Il progetto ha suscitato notevoli preoccupazioni anche da parte di Wojciech Wiewiórowsk, il garante europeo della protezione dei dati (Gepd), l’autorità responsabile della consulenza alle istituzioni dell’Ue in materia di privacy. La critica, appunto, sarebbe quella di utilizzare l’espediente della pedopornografia per porre un monitoraggio capillare sulla popolazione europea, lasciando in mano alle autorità giudiziarie una vera e propria spada di Damocle: il rischio di spulciare le chat e i dati di cittadini tutelati dal principio fondamentale della presunzione di non colpevolezza, utilizzando il regolamento non per limitarsi ad attività mirate, ma con il pericolo che se ne possa abusare, traducendosi in un monitoraggio generale.
Wiewiórowsk ha anche affermato che questo tipo di scansione indiscriminata delle comunicazioni private “sarà sempre illegale ai sensi della Carta dei diritti fondamentali (e probabilmente anche in base a diverse leggi costituzionali nazionali)”, specificando che “l’ordine di rilevamento si presenta sotto forma di una misura mirata individualmente.
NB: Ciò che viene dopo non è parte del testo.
PR #631, opened 2026-08-14
docs: document the two-step destructive confirmation and guard it in the registry

adriannoes:
## Summary

- **Drift guard** (`test_destructive_confirm_ticket_drift.py`): walks the live registry, not a hardcoded list, so a destructive tool shipped without the two-step fails the build.
- **Canonical docs**: `docs/mcp/tools/cross-cutting.md` holds the protocol once; restating pages link there. States what it does not buy: no server-enforced human approval, auto-approving clients can chain both calls, tokens replay within the TTL.
- **Late behavior from #630 covered**: too-nested document refused and nothing sent; iPaaS token binds the whole `arguments` map so step 2 resends it unchanged; a supplied token routes even a non-destructive call through the guard; a rejected confirm returns a *fresh* token (a client retrying the old one cannot progress).
- `docs/parity.md` destructive rows + `execute_graphql` / `call_ipaas_tool`; `packages/mcp/AGENTS.md` no longer claims `execute_graphql` has no confirm gate; CHANGELOG records the new preview key and the new refusal.

**Part 3 of 3.** Retarget to `dev` when #630 merges.

## What the drift guard catches

| Break it detects | Fails by name |
| --- | --- |
| Destructive tool missing `confirmation_token` in schema | yes |
| `resource_identity` narrower than the required selectors | yes |
| Tool that writes before consulting the guard | yes |
| Destructively named tool without `destructiveHint` | yes |
| `unpublish_sub_portal` gaining a token | yes |

Each row was checked by mutation, not assumed.

## Verification

Base is a feature branch, so GitHub runs DCO + skills frontmatter only. Full `ci.yml` set run locally on this head:

| Gate | Result |
| --- | --- |
| `pytest -m "not integration"` | 4691 passed |
| `ruff check` / `ruff format --check` | clean |
| banned imports, `lint-imports`, `lint_skill_refs.py` | pass |
| version lockstep, wheel build, clean-venv install | pass |

## Test plan

- [x] `uv run pytest packages/mcp/tests/tools/test_destructive_confirm_ticket_drift.py`
- [x] `uv run pytest -m "not integration"` (4691 passed)
- [x] Live smoke on a disposable pipe: one-shot delete previews; two-step delete succeeds; query ungated / mutation gated; iPaaS destructive call previewed not confirmed; `unpublish_sub_portal` exposes no token. Ran against an in-process server built from this branch (editor server was on an older build). Fixtures removed afterwards.

## Docs / skills

- [x] `docs/parity.md` updated
- [x] Affected `skills/` updated in this PR
- [x] Canonical protocol in `docs/mcp/tools/cross-cutting.md`; restating pages link there

## Legal / contributions


docs/parity.md
```diff
@@ -58,36 +60,36 @@ For **database records**, `find_records` result nodes may use **`fields`** while
...
+| `delete_ai_knowledge_base_plain_text` | `pipefy kb plain-text delete` | shipped | Knowledge bases; pipe-scoped (`--id`, `--pipe-uuid`). MCP two-step with `confirmation_token`; CLI `--yes` (or interactive prompt). |
+| `delete_automation` | `pipefy automation delete` | shipped | MCP two-step with `confirmation_token`; CLI `--yes` or interactive prompt. |
+| `delete_card` | `pipefy card delete` | shipped | MCP two-step with `confirmation_token`; CLI `--yes` or interactive prompt. |
+| `delete_card_relation` | `pipefy relation card delete` | shipped | requires OAuth (internal API); MCP two-step with `confirmation_token`; CLI `--yes`. |
+| `delete_comment` | `pipefy card comment delete` | shipped | MCP two-step with `confirmation_token`; CLI `--yes` or interactive prompt. |
+| `delete_field_condition` | `pipefy field-condition delete` | shipped | MCP two-step with `confirmation_token`; CLI `--yes` or interactive prompt. |
+| `delete_label` | `pipefy label delete` | shipped | MCP two-step with `confirmation_token`; CLI `--yes`. |
```
mocha06, line 73: The table says 18 CLI deletes take `--yes` and nothing else. Every one of them also prompts.

How:
1. Each CLI delete calls `confirm_destructive(yes=..., description=...)`.
2. That helper returns early on `yes`, else it calls `typer.confirm` and aborts on no.
3. So `--yes` skips a prompt that is always there.
4. 18 rows read "CLI `--yes`"; 8 rows read "CLI `--yes` or interactive prompt".
5. A reader compares two rows and concludes `pipefy label delete` deletes without asking.

Fix: use one phrasing on all 26 rows, because one helper implements all 26.

Evidence:
- `ai-toolkit:docs/parity.md:73 @ 3453eb2` (`delete_label`: "CLI `--yes`") against `docs/parity.md:69 @ 3453eb2` (`delete_card`: "CLI `--yes` or interactive prompt")
- `ai-toolkit:packages/cli/src/pipefy_cli/commands/_common.py:342-347 @ 3453eb2` (the one helper: prompts unless `yes`)
- `ai-toolkit:packages/cli/src/pipefy_cli/commands/member.py:123`, `webhook.py:136`, `phase.py:262`, `field.py:108` @ `3453eb2` (all route through it)

Probes:

```
$ pipefy label delete 1 < /dev/null
Permanently delete label 1? [y/N]:
Aborted.

$ pipefy member remove --pipe 1 --user-ids 2 < /dev/null
Permanently remove 1 member(s) from pipe 1? [y/N]:
Aborted.
```

mocha06 (approved):

One finding, non-blocking, in `docs/parity.md`. The drift guard is the strongest part of the stack and I could not break it by inspection.

### The rows you flagged

Each row holds, with one narrowing worth recording:

- **Destructive tool missing `confirmation_token`** — caught. The walk keys on `destructiveHint` over the live registry, so a new tool cannot escape by not being listed.
- **`resource_identity` narrower than the required selectors** — caught, and "required" is exact. `_required_identity_keys` reads the schema's `required` list, so an *optional* argument that reaches a mutation is not covered. Only `delete_phase_field.pipe_uuid` sits in that position today, and it is bound. A comment on `PROTOCOL_KEYS` would stop the next optional selector being assumed covered.
- **Tool that writes before consulting the guard** — caught, through `PRE_GUARD_CLIENT_READS`.
- **Destructively named tool without `destructiveHint`** — caught, in any position, not only a prefix.
- **`unpublish_sub_portal` gaining a token** — caught while it stays unhinted. A tool given both a token and `destructiveHint` lands in `skip` instead, which is the correct outcome for a real destructive tool and the reason the row reads as it does.

### One documented rule is stricter than the code

`cross-cutting.md` says step 2 must resend iPaaS `arguments` "byte-for-byte". `_arguments_digest` normalizes key order and casefolds `operation`, so the real rule is looser. It errs safe, so I am not filing it, but the sentence claims more than the code checks.

### Findings

1, non-blocking: `docs/parity.md:73`.

### Read at

packages/mcp/tests/tools/test_destructive_confirm_ticket_drift.py
```diff
@@ -0,0 +1,391 @@
...
+                    required_keys,
+                )
+                assert_preview_honors_guard(tool.name, result)
+
+    @pytest.mark.anyio
+    async def test_no_destructive_tool_writes_before_consulting_the_guard(self):
+        """A preview must describe the deletion, never perform part of it.
+
+        The identity walk proves the guard was consulted and its verdict
+        returned. It cannot see a tool that deletes first and previews after,
```
mocha06, line 367: A hosted delete becomes unconfirmable on one pod while working on another, and CI stays green.

How:
1. `signing_key_for` falls back to a per-process random key when the request carries no bearer.
2. That never fires today: every gated tool calls `get_pipefy_client` first, which raises on a missing bearer.
3. Nothing in this guard pins that ordering.
4. Move one guard call above its `get_pipefy_client` and the hosted profile mints process-keyed tokens.
5. Across replicas a preview from pod A never verifies on pod B, reported as `invalid_or_expired`.

Fix: add a sibling check to this one. Walk each gated tool's AST and fail when `check_destructive_confirmation` appears before `get_pipefy_client`.

Evidence:
- `ai-toolkit:packages/mcp/tests/tools/test_destructive_confirm_ticket_drift.py:363-368 @ 3453eb2` (this test's docstring names the same class of blind spot: what the identity walk cannot see)
- `ai-toolkit:packages/mcp/src/pipefy_mcp/tools/destructive_tool_guard.py:50-56 @ 3453eb2` (the fallback: `except Exception` returns `_PROCESS_SIGNING_KEY`)
- `ai-toolkit:packages/mcp/src/pipefy_mcp/auth/session_identity.py:98-99 @ 3453eb2` (`RequestScopedIdentity.resolve` raises rather than falling back; this is the only reason the fallback is unreachable)
- `ai-toolkit:packages/mcp/src/pipefy_mcp/core/runtime.py:172 @ 3453eb2` (`session_for_request` resolves eagerly, so the raise lands at `get_pipefy_client`)
- `ai-toolkit:packages/mcp/tests/tools/test_destructive_tool_guard.py:357` and `test_introspection_tools.py:505 @ 3453eb2` (the only two tests touching `signing_key_for` patch it to inject a key; neither asserts which branch the remote profile takes)

Probe, AST walk over the 49 gated call sites on this branch:

```
49 gated call sites; 3 need a closer look
  - ipaas_tools.py:call_ipaas_tool -> NO get_pipefy_client in this function
```

Those three are `call_ipaas_tool` and its two enclosing scopes, and they are fine: `_run_ipaas_tool` resolves the client at `ipaas_tools.py:167` and mints the pipe token at `:169`, both before `work()` reaches the guard. Every other gated tool is client-first in its own body. So the property holds today at all 30 tools, on ordering alone.

mocha06 (commented):
One more finding, non-blocking. It came out of a follow-up question about whether the two-step holds up on the hosted profile. It does — the signing key is `sha256(bearer)`, so any replica verifies the same token with no ticket store. The finding is that the property rests on call ordering that this guard does not pin. The approval stands, but a test may be worth having if not already present (I couldn't find any).

docs/parity.md
adriannoes: Fixed in ee81c1dc. All 26 CLI delete rows (plus `remove_member_from_pipe`) now read `CLI --yes or interactive prompt`, matching the one helper.

packages/mcp/tests/tools/test_destructive_confirm_ticket_drift.py
adriannoes: Fixed in ee81c1dc. The drift guard now walks each gated call site and fails if `check_destructive_confirmation` appears before `get_pipefy_client`. `call_ipaas_tool` is allowed only because `_run_ipaas_tool` still resolves the client before `work()`, and that preamble order is pinned too.

docs/parity.md
mocha06: Dropped. Counted on `ee81c1d`: 0 rows read `CLI --yes` alone, and 29 read `CLI --yes or interactive prompt` — the 28 `delete_*` rows at lines 63-90 plus `remove_member_from_pipe` at line 169.

Worth recording that you did **not** sweep `execute_graphql` into the new phrasing. That is correct: `pipefy graphql exec` is the one destructive-ish CLI command not routed through `confirm_destructive`, so it exits 2 and never prompts. Its row keeps `CLI mutations require --yes (exit 2 without)`.

packages/mcp/tests/tools/test_destructive_confirm_ticket_drift.py
mocha06: Dropped. I mutation-tested the new check rather than reading it, since the table in your description sets that bar.

Three mutations, three failures, each naming the offender:

```
1. removed `client = get_pipefy_client(ctx)` from delete_webhook
   -> ['webhook_tools.py:delete_webhook:497']
2. moved that resolve to after the guard
   -> ['webhook_tools.py:delete_webhook:497']
3. removed the resolve from _run_ipaas_tool
   -> AssertionError: _run_ipaas_tool never calls get_pipefy_client
```

Mutation 3 confirms the `_run_ipaas_tool` escape hatch is not a hole: the exemption is pinned by `test_ipaas_preamble_resolves_the_client_before_work`. All three reverted; the tree is clean and the 9 drift tests pass.

One limit worth a note, not a change: the check compares line numbers, so a client resolved inside an `if` would satisfy it while leaving the `else` path unresolved. No tool branches that way today, and my proposed check had the same limit.

Thanks for the `PROTOCOL_KEYS` comment on optional selectors — that closes the narrowing I raised in the summary.

mocha06 (dismissed):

La proposta crea un’illusione di legalità introducendo numerose garanzie procedurali che, tuttavia, non cambiano fondamentalmente la sostanza”. Un altro pericolo sarebbe quello di offuscare e confondere la differenza tra criminale ignoto, fornitore di servizi e utenti innocenti che si vedono violati nella loro privacy.
Ora, la palla passa alla commissione per il mercato interno e la protezione dei consumatori, che dovrebbe emanare un parere in qualità di commissione associata entro la giornata di oggi, mentre in commissione per le libertà civili rimane atteso un progetto di relazione sul regolamento per il prossimo aprile.